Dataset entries

-.-.-

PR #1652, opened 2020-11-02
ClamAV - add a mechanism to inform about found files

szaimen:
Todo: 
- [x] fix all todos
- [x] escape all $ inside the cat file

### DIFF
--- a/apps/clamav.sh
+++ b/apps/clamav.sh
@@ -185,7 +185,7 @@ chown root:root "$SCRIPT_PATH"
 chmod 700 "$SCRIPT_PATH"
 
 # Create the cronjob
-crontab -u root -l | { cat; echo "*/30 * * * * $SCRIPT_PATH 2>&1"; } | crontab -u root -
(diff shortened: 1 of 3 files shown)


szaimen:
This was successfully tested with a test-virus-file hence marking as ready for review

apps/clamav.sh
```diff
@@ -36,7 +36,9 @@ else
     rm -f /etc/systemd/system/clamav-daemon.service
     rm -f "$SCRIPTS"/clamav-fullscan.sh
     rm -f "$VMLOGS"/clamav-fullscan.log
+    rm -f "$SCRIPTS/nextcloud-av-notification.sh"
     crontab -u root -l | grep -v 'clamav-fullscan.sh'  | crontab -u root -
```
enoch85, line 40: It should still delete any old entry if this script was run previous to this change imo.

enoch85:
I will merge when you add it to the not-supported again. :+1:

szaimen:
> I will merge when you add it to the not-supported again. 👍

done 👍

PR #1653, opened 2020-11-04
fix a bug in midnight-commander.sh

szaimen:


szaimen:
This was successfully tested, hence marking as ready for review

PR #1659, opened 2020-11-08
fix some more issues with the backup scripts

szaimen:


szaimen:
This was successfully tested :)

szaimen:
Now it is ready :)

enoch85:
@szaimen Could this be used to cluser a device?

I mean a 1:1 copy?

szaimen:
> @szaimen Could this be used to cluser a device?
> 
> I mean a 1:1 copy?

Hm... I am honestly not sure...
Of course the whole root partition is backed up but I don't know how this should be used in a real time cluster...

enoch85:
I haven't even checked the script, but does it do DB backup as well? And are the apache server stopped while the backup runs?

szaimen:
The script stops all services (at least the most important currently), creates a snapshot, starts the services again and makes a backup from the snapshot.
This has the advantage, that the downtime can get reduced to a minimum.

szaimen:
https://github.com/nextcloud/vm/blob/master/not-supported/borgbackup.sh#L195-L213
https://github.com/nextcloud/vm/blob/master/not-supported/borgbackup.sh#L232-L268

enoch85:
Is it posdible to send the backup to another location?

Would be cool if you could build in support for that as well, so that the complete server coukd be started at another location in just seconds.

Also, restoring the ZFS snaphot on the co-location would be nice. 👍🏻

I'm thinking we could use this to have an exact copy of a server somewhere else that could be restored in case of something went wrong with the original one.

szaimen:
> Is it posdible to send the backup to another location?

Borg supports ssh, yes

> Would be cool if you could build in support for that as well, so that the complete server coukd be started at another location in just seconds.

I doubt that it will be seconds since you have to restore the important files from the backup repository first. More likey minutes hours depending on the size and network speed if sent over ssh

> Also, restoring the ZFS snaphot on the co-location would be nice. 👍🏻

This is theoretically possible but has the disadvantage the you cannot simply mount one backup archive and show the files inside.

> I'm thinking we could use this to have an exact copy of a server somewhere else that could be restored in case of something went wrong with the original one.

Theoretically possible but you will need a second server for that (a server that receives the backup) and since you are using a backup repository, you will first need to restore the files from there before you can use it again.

-.-.-

- Exercise objective -
Pick each line holding the word "cluser" out of the data and copy it.

- Answer section -
@szaimen Could this be used to cluser a device?
> @szaimen Could this be used to cluser a device?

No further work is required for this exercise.